Internet Edge: Double Don’t Do This

This is the sixth blog in an Internet Edge series.

Links to prior blogs in the series:

Internet Edge:Simple Sites
Internet Edge:Fitting in SD-WAN
Internet Edge:Things to Not Do (Part 1)
Internet Edge: Things to Not Do (Part 2)
Internet Edge: Double Data Centers

There is one more situation I’ve run across in the real world that I would recommend not doing. That’s what this short blog is about!

And Don’t Do This

Let’s take a look at Active/Passive (“A/P”) firewall failover.

I’ve seen this sort of design done with several different brands of firewall, but my brain associates this with CheckPoint firewalls. Probably because that’s where I’ve seen in most. Based on what I heard from someone recently, their support group seems to still think this is best practice.

I might guess that’s because they don’t have an alternative, or don’t understand how L2 between sites is Bad. We used to tolerate sporadic downtime. Now it is not acceptable. But that’s a rant for another blog!

FYI, there used to be a gotcha with doing two A/P firewall pairs on a common VLAN. The default MAC address used would be the same, so it needs to be manually specified. I have no idea whether that problem still exists. (This is also true for router First Hop Routing Protocols unless you do something that causes a different MAC address to be used, e.g., a different HSRP group.)

The A/P design is a design that is arguably acceptable and works reasonably well within a single data center. The problem comes from trying to do it across two data centers, usually to save money. I’ll show the two-data center version. (Picture worth 1,000 words!)

The first problem is that only one firewall is active, so that’s a bit of a bottleneck. You might be able to get your routing to load balance to a degree (inbound and outbound) at the price of some latency. On the other hand, trying to get routing to align with the active firewall could be done, but … complexity?

The bigger problem is that doing this entails VLANs spanning between your data centers. That makes them a shared failure domain. You’ll probably have set up the inner link as a trunk, which will make it all too easy to trunk other VLANs between the data centers.

If there is a migration to a new data center, you may well end up trunking to that third data center. From experience, it is probably best not to go there! If the L2 links between any of the site cores aren’t stable, you’ll really regret doing it!

For similar reasons, I really am skeptical about the wisdom of clustering firewalls across different sites. Even if the clustering uses Layer 3 technology, doing cross-site clustering probably has interesting failure modes, as in “painful.”

IGP Routes

There’s a problem I used to see in dual-MPLS WAN networks that could become a problem here, both for Internet or for external BGP connections (cloud, business partner, etc.).

The problem arises if you redistribute your IGP into BGP on the border routers.

What happens is if one outside link goes down, BGP withdraws prefixes but then learns them via the other router’s redistribution into the IGP, then local redistribution back into BGP on the first border router, the one with the failed link or withdrawn remote prefix.

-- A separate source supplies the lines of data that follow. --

PR #547, opened 2024-04-11
pool worker name

vird:


apps/arweave/src/ar.erl
```diff
@@ -311,7 +311,8 @@ show_help() ->
 			{"is_pool_client", "Configure the node as a pool client. The node may be an "
 					"exit peer in the coordinated mining setup or a standalone node."},
 			{"pool_api_key", "API key for the requests to the pool."},
-			{"pool_server_address", "The pool address"}
+			{"pool_server_address", "The pool address"},
+			{"pool_worker_name", "The pool worker name"}
```
JamesPiechota, line 315: is `pool_worker` the same as `pool_client`? i.e. Above we have a `is_pool_client` config. if `pool_worker` and `pool_client` are the same, can we call this `pool_client_name`?

apps/arweave/src/ar_http_iface_client.erl
```diff
@@ -1356,7 +1356,13 @@ cm_p2p_headers() ->
 
 pool_client_headers() ->
 	{ok, Config} = application:get_env(arweave, config),
-	add_header(<<"x-pool-api-key">>, Config#config.pool_api_key, p2p_headers()).
+	Headers1 = add_header(<<"x-pool-api-key">>, Config#config.pool_api_key, p2p_headers()),
+	case Config#config.pool_worker_name of
+		not_set ->
+			Headers1;
+		Worker_name ->
```
JamesPiechota, line 1363:
```suggestion
		WorkerName ->
```

apps/arweave/src/ar.erl
vird: We can call it pool_client_name, but it will be more confusing to miners from other cryptocurrencies because anybody else it's calling either `worker` or `worker name`

JamesPiechota: Got it. I do think we should be consistent within our own code first and then consistent across blockchains second. 

Do you want to update all 'pool client" instances to be "pool worker"? Sounds like that might be the best approach - although it'll be a pain to handle compatibility. 

Otherwise as a quick fix is suggest we continue using pool client until we can make a consistent update across the codebase. Having two names will just make things harder to maintain (and will be confusing to miners as well when they are configuring their miner)

vird: we have already intersection in names
worker is kinda reserved for worker inside mining process
client is for connecting pool
inside client there is just label what "pool label" called "worker" should be displayed on pool

JamesPiechota: All I'm saying is that right her in this section of code we hvae 3 different names:
client
server
worker

a user seeing that will assume they refer to 3 different roles. If some of them refer to the same role we should name them the same thing. Otherwise we'll get questions about whether or not they have to set `is_pool_client` if they want to set their `pool_worker_name`

I don't have a strong opinion about client vs. worker. but I do have a strong opinion that we should be consistent - particularly within a given functinal role.

I don't get what the problem is here? we literallly call it "pool_client" 2 lines earlier, doesn't it makes sense that it will be confusing if we cal it "pool_worker" here? 

Again I"m fine if we want to refer to this entity as a "pool_worker" everywhere, but I *really* don't want to introduce inconsistency that we don't have to. It just makes the code harder to understand, use, and maintain for no good reason.

vird: `pool_client` is mode of our arweave node
`pool_worker_name` is optional label on pool, that's why I added name
We can explicitly say in description that it's optional

JamesPiechota: Put another way. 

We have is_pool_client and is_pool_server implying those are the two roles you can configure your miner as.

if we introduce `pool_worker_name` the implication is that that is a 3rd role and we would need `is_pool_worker` - or the implication is that it independent of the two roles and so you could set `pool_worker_name` even if you set `is_pool_server`

it just gets needlessly confusing since the only time you set the name is if you ar a `pool_client` so it makes sense that it woudl be `pool_client_name`

apps/arweave/src/ar.erl
```diff
@@ -311,7 +311,8 @@ show_help() ->
 			{"is_pool_client", "Configure the node as a pool client. The node may be an "
 					"exit peer in the coordinated mining setup or a standalone node."},
 			{"pool_api_key", "API key for the requests to the pool."},
-			{"pool_server_address", "The pool address"}
+			{"pool_server_address", "The pool address"},
+			{"pool_worker_name", "(optional) The pool worker name"}
```
JamesPiechota, line 315: @vird fine if you insist on keeping the naming inconsistent, then I think you need to explain the flag better. Right now it is confusing to me, likely for users, and for new developers to the codebase. Nowhere else in our documentation do we refer to a pool worker. We refer to pool clients and pool servers - so your documentation should clarify what a pool worker name is and how it different from the pool client and pool server

apps/arweave/src/ar.erl
vird: pool_client_worker_name?

JamesPiechota: haha, I honestly do not understand what the difference is between a worker and a client. To me they are synonyms. If you think they are different thing that need to be referred differentl: okay, I can go along with that. But I personally would like to see it in the config flag help  - some explanation for what a "worker" is and why it is distinct from a "client"

vird: Added more verbose description

apps/arweave/src/ar.erl
```diff
@@ -311,7 +311,10 @@ show_help() ->
 			{"is_pool_client", "Configure the node as a pool client. The node may be an "
 					"exit peer in the coordinated mining setup or a standalone node."},
 			{"pool_api_key", "API key for the requests to the pool."},
-			{"pool_server_address", "The pool address"}
+			{"pool_server_address", "The pool address"},
+			{"pool_worker_name", "(optional) The pool worker name"
```
JamesPiechota, line 315:
```suggestion
			{"pool_worker_name", "(optional) The pool worker name. "
```

apps/arweave/src/ar.erl
JamesPiechota: Deal 🤝 

Looks good. I added a suggested space so the words don't run together.

JamesPiechota (approved):
LGTM. I added some suggested whitespace in the documentation, otherwise 🤝

apps/arweave/src/ar.erl
vird: tl;dr word client has no sence in terms of pool. So it was accidentally introduced in our code and now we are relying on it as standard

I propose to remove word client at all (in future, not now)
word client is only used in is_pool_client and in cm_peer description
Also in vdf_client_peer, but that's different

is_pool_client was introduced same time as is_pool_server to distinguish those 2 modes
So currently client word is totally redundant

How it should work. No matter CM + pool or CM + solomine. CM peers should be configured same way (currently it's maybe not)
So the only place when is_pool_client can be present it's exit peer, so in this case we already have pool_server_address

is_pool_server maybe keep as is

JamesPiechota: 👍 

logged: https://github.com/ArweaveTeam/arweave-dev/issues/464

PR #551, opened 2015-11-18
Fix onDisconnect invocation to match interface

meejah:
It seems that one of the new-API commits on master changed the invocation of ``onDisconnect``, but this doesn't match the interface and so anything that overrides ``ApplicationSession`` may hit this (e.g. many examples break).

Also, include a unit-test I wrote to ensure we're logging errors properly if an onDisconnect has an unexpected signature


oberstet:
fails on travis

meejah:
@oberstet re-opened w/ additional commit; now passes

PR #553, opened 2015-11-19
Port Rawsocket on Twisted to Python 3

hawkowl:


hawkowl:
This seems to be the underlying issue in https://github.com/crossbario/crossbar/issues/475 .

autobahn/twisted/rawsocket.py
```diff
@@ -198,20 +198,20 @@ def dataReceived(self, data):
                 if self.factory.debug:
                     self.log.info("WampRawSocketProtocol: opening handshake received - {0}".format(binascii.b2a_hex(self._handshake_bytes)))
 
-                if ord(self._handshake_bytes[0]) != 0x7f:
+                if ord(self._handshake_bytes[0:1]) != 0x7f:
                     if self.factory.debug:
```
oberstet: why is that needed for py3?

hawkowl: Slicing on bytes works differently in 2/3.

```
red ~> python
Python 2.7.10 (default, Aug 22 2015, 20:33:39)
[GCC 4.2.1 Compatible Apple LLVM 7.0.0 (clang-700.0.59.1)] on darwin
Type "help", "copyright", "credits" or "license" for more information.
>>> b"foo"[0]
'f'
>>> ^D
red ~> python3
Python 3.5.0 (default, Oct 16 2015, 21:03:27)
[GCC 4.2.1 Compatible Apple LLVM 7.0.0 (clang-700.0.72)] on darwin
Type "help", "copyright", "credits" or "license" for more information.
>>> b"foo"[0]
102
>>> b"foo"[0:1]
b'f'
```
Single element lookup returns an int, a x-y slice returns another bytestring.

oberstet: huh, ok. I wasn't aware of that. that's evil.

hawkowl: It makes some form of sense, if your interpretation of a bytestring is a "series of octets" rather than strings. But still, confusing :(

Issue #547, opened 2015-11-13
Wrong txaio backend is used


hlamer:
I got a very interesting bug.

The project works on Python3 and asyncio. But Twisted is also installed. txaio chose twisted as default backend.
I use `autobahn.asyncio.websocket`. It works at most fine. Only autoping functionality got broken because autoping is scheduled with twisted version of call_later. The bug was discovered a few month after it has appeared.

I fixed this situation with manual `txaio.use_asyncio()` call, however would be better if `autobahn.asyncio.websocket` checks if txaio `using_asyncio()` and either configures txaio or fails loudly.

meejah:
Are you using ``ApplicationRunner`` to start things?

meejah:
(Either way, though, there should probably be some kind of check in ``autobahn.asyncio.*`` somewhere)

hlamer:
No, I don't use ApplicationRunner

meejah:
Are you running your sessions as either a router or container worker in crossbar.io?

hlamer:
No, I don't

meejah:
Hmm, okay.

There are already explicit calls to ``.use_asyncio()`` in the ``autobahn.asyncio.wamp`` package -- but if anything else imports something out of ``autobahn.twisted.wamp`` then that will call ``.use_twisted()`` and "win". That is: you can't mix twisted + asyncio in one process.

So, I think the best thing to do is make either of the ``.use_*()`` calls "one-time" in txaio and have it throw an exception if you try to use something different (e.g. calling ``.use_asyncio()`` twice is okay, but calling ``.use_twisted()`` after gives you an exception).

meejah:
I'm still curious how you're hitting this bug, though; there may be some flow of imports in Autobahn that cases a ``.twisted.*`` thing to get imported ...?

Perhaps after I fix the txaio bug it will become apparent what's happening...

hlamer:
Twisted wasn't imported by me. It just was installed for Python 3.
Look at [this](https://github.com/crossbario/txaio/blob/master/txaio/__init__.py#L120) code. If I understood correctly, it just uses twisted by default.

meejah:
Yes, it does use Twisted by default if it's available, but: https://github.com/crossbario/autobahn-python/blob/master/autobahn/asyncio/wamp.py#L45

hlamer:
Hmm. I have a hypothesis.

[...]

PR #557, opened 2015-11-27
Make all twisted-using import paths call txaio.use_twisted

meejah:
Could potentially be the actual problem from #547

### DIFF
--- a/autobahn/twisted/choosereactor.py
+++ b/autobahn/twisted/choosereactor.py
@@ -28,7 +28,8 @@ from __future__ import absolute_import
 
 import traceback
 
-from txaio import make_logger
+import txaio
+txaio.use_twisted()
 
 __all__ = (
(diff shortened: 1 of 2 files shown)


oberstet:
shouldn't the asyncio import paths then also explicitly select txaio-asyncio?

meejah:
They should, yes. No unit-tests revealed any missing cases, but I didn't really audit the asyncio code -- trying to run-all-examples.sh just now, there's at least one asyncio failure; I'll open a new PR.

oberstet:
Ah, great.

I haven't looked closely .. but I had expected some lines in "autobahn/asyncio/websocket.py" for explicit selection. Unrelated: merged your latest PR on txaio, but the build is red: "fixture 'framework' not found" ..

meejah:
See #560 (and 44 in txaio)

When the missing link or prefix is restored, that router has a BGP prefix with weight 32768, which is preferred over the learned outside prefix learned via EBGP. So, the routes that were learned from the WAN or Internet are in the routing table but not the best route. And your traffic continues to route via the other router.

I like to filter external EBGP to prevent surprises. You can use the same prefix-list / route-map on both border routers to control what prefixes they learn from the Internet (or WAN / other external entity, if you’re in a cloud or business partner EBGP situation).

The key to the problem I just mentioned is that you can also use the same prefix-list or route-map to filter redistribution from the IGP.

The way to think about this is that you want to only learn outside prefixes on the outside. And that in case of one WAN link being down, the IGP or IBGP can steer traffic to the other border router, assuming it is still receiving a given outside prefix.